# Record set
PR #4342, opened 2016-01-08
Django 1.8: 'django_language' is no longer read

julen:
At EN we don't use I18N and I didn't explicitly test it, however I believe this is all what's needed.

Refs. https://docs.djangoproject.com/en/1.8/releases/1.8/#features-removed-in-1-8

> The session key `django_language` is no longer read for backwards compatibility.


unho:
lgtm

PR #4344, opened 2016-01-08
Add gitter/travis webhook

phlax:


dwaynebailey:
This will cause noise from private repos won't it?

phlax:
This will cause noise from private repos won't it? <-- the same as currently in IRC

PR #4349, opened 2016-01-08
Django 1.9

dwaynebailey:
Upgrading to Django 1.9.  A few of these commits are really Django 1.8 deprecations that get noisy in 1.9.

Some comments
- SessionAuthenticationMiddleware - will become default in 1.10, but has some implications for users.  The recommendation is to run on 1.7 for a while then and then enable. So really impacts migrating users the most.  Opinions on how to handle this welcome.
- Django transaction hooks might need a check, but then we haven't released a version with this
- contact-form - uses unreleased git version

### DIFF
--- a/requirements/base.txt
+++ b/requirements/base.txt
@@ -12,7 +12,6 @@ django-redis==4.4.4
 django-rq>=0.8.0,<=0.9.2
 django-sortedm2m==1.3.2
 django-statici18n==1.2.1
-django-transaction-hooks==0.2
 
 # Libraries
 cssmin==0.2.0
--- a/requirements/base.txt
+++ b/requirements/base.txt
@@ -1,6 +1,6 @@
 # Base requirements
 
-Django>=1.8.13,<1.9  # rq.filter: >=1.8,<1.9
+Django>=1.9.9,<1.10  # rq.filter: >=1.9,<1.10
 
 # Django apps
 django-allauth==0.27.0
--- a/requirements/base.txt
+++ b/requirements/base.txt
@@ -9,7 +9,7 @@ django-contact-form==1.2
 django-contrib-comments==1.7.3
 django-overextends==0.4.2
 django-redis==4.4.4
-django-rq>=0.8.0,<=0.9.2
+django-rq>=0.9.0,<=0.9.2
 django-sortedm2m==1.3.2
 django-statici18n==1.2.1
 
@@ -23,7 +23,7 @@ lxml>=3.5,<=3.6.4
 python-dateutil==2.5.3
 python-levenshtein==0.12.0
 pytz==2016.6.1
-rq>=0.5.0,<=0.6.0
+rq>=0.5.5,<=0.6.0
 scandir==1.3
 
 # Translate Toolkit
--- a/.travis.yml
+++ b/.travis.yml
@@ -2,9 +2,9 @@
 sudo: false
 language: python
 env:
-  - TOXENV=py27-django18-sqlite PYTHONPATH=$HOME/virtualenv/python2.7.9/lib/python2.7/site-packages  TOX_TESTENV_PASSENV="PYTHONPATH"
-  - TOXENV=py27-django18-mysql PYTHONPATH=$HOME/virtualenv/python2.7.9/lib/python2.7/site-packages  TOX_TESTENV_PASSENV="PYTHONPATH"
-  - TOXENV=py27-django18-postgres PYTHONPATH=$HOME/virtualenv/python2.7.9/lib/python2.7/site-packages  TOX_TESTENV_PASSENV="PYTHONPATH"
+  - TOXENV=py27-django19-sqlite PYTHONPATH=$HOME/virtualenv/python2.7.9/lib/python2.7/site-packages  TOX_TESTENV_PASSENV="PYTHONPATH"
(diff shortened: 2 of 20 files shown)


dwaynebailey:
The following are know deprecation warnings, help to fix appreciates:

* pootle/apps/pootle_store/fields.py:82: RemovedInDjango110Warning: SubfieldBase has been deprecated. Use `Field.from_db_value` instead.
  class MultiStringField(models.Field):
* pootle/apps/staticpages/views.py:110: RemovedInDjango110Warning: `staticpages.views.PageCreateView.get_form` method must define a default value for its `form_class` argument.

requirements/base.txt
```diff
@@ -1,13 +1,13 @@
-Django>=1.8.8,<1.9
+Django>=1.9.1
 
 # Django apps
 django-allauth>=0.24.1
 django-assets>=0.11
-django-contact-form==1.0
+#django-contact-form>=1.1
+-e git+https://github.com/ubernostrum/django-contact-form.git#egg=django-contact-form
```
unho: I think 1.1 is available: https://pypi.python.org/pypi/django-contact-form/1.1

dwaynebailey: It is, but we need 1.2

julen:
@dwaynebailey nice you are taking up this one. Do you have any estimated timing on when you would like to merge it? I'd like to take some time to test, review and understand the upgrade changes before it gets merged, so it'd be good to hear your thoughts on it. Thanks!

julen:
Btw, the transaction hooks change needs to be recorded in the changelog as deployments will need to upgrade their settings when upgrading.

dwaynebailey:
@julen I'd like to merge as soon as possible but with these notes/caveats:

* My first step was to get this working and tests passing (DONE)
* Reduce the deprecation warnings (MOSTLY DONE - the most noisy have already landed, argparse migration is done but needs cleanup)
* Some things should likely land on master before the move to Django 1.9.  All deprecation warnings listed previously.
* I don't want to land this with upstream unreleased versions: contact-form, pytest-django have this issue

Note on the changelog: This needs to be created with a review of the changes that have landed.  Same would go for the SessionAuthenticationMiddleware.

dwaynebailey:
@julen these are the [current outstanding deprecation fixes required](https://github.com/translate/pootle/pull/4349#issuecomment-170118982)

unho:
Just wondering if a check for `transaction hooks` being on settings should be added.

julen:
If I'm not mistaken (didn't test), overextends shouldn't be necessary anymore [as its functionality is built-in](https://code.djangoproject.com/ticket/15053).

dwaynebailey:
@julen would love some further checking.  As [overextends](https://github.com/stephenmcd/django-overextends#project-configuration) mentions running it in Django 1.9+.  So maybe there is stil some stuff that isn't provided by Django.  I'd tackle it apart from this PR if we can.

requirements/base.txt
```diff
@@ -6,7 +6,8 @@ Django>=1.9.7
 django-allauth>=0.25.2
 django-assets>=0.11
 django-contact-form>=1.2
-django-contrib-comments>=1.7.1
+#django-contrib-comments>=1.7.1
```
julen: Note you can already depend on `>=1.7.2` 😉.

dwaynebailey: @julen thanks :)

dwaynebailey:
@julen seems like I've found the last piece of the puzzle to get tests passing, so we have here Django 1.9 support.  Issues remaining:

* 08d3a9b - propagate: True - this needs a better solution of a logging review
* a89afca - we're using git version of overextends, which might be addressed as in https://github.com/translate/pootle/pull/4349#issuecomment-181854246

julen:
Note we'll also need an updated version of django-statici18n; as I understand, a new version should be out soon.

dwaynebailey:
> Note we'll also need an updated version of django-statici18n; as I understand, a new version should be out soon.

I think that's more a Django 1.10 need for https://github.com/zyegfryed/django-statici18n/pull/22 right?

ta2-1:
@dwaynebailey 
re 
https://github.com/translate/pootle/commit/08d3a9b63554d2d8d8041de230dfa097e8695061
will it be worth to change `propagate` attribute in test settings (#4474 )?

dwaynebailey:
@translate/core this is all pretty much done and working.  Of course Django 1.9 is past mainstream support anyway and in extended support (See https://www.djangoproject.com/download/)

I think the plan continues to be to stick with 1.8 LTS which has a year overlap with the next LTS which will be 1.11.

My plan is to continue to keep this PR rebased so that we don't regress against 1.9. And to continue to tackle problems in 1.10 and master (1.11).  I'd suggest that we move to 1.11 around 1.11.1/.2

phlax:
ive looked through the commits and dont see any issues.

i think we should move up to django1.9 asap, else we risk introducing further 1.8 > 1.9 issues.

lgtm, nice one @dwaynebailey

unho:
looks ok

dwaynebailey:
Going to land this because:

* After that last rebase things got broken... again.  So maybe we should just be making sure we're on a newer version instead of having to do massive fixes.
* The last two comments are supportive
* We have a lot of change landing now so lets better get this in while we have such churn
* This allows us to focus on 1.10 issues and move those forward without continual rebasing.

Sorry in advance if somehow this messed with any plans you may have had.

# Exercise directions
The lines above from the one containing "This will cause noise from private repos won't it? <-- the" through the one containing "Some comments" are to be set down exactly, and no others.

# Exercise output
This will cause noise from private repos won't it? <-- the same as currently in IRC

PR #4349, opened 2016-01-08
Django 1.9

dwaynebailey:
Upgrading to Django 1.9.  A few of these commits are really Django 1.8 deprecations that get noisy in 1.9.

Some comments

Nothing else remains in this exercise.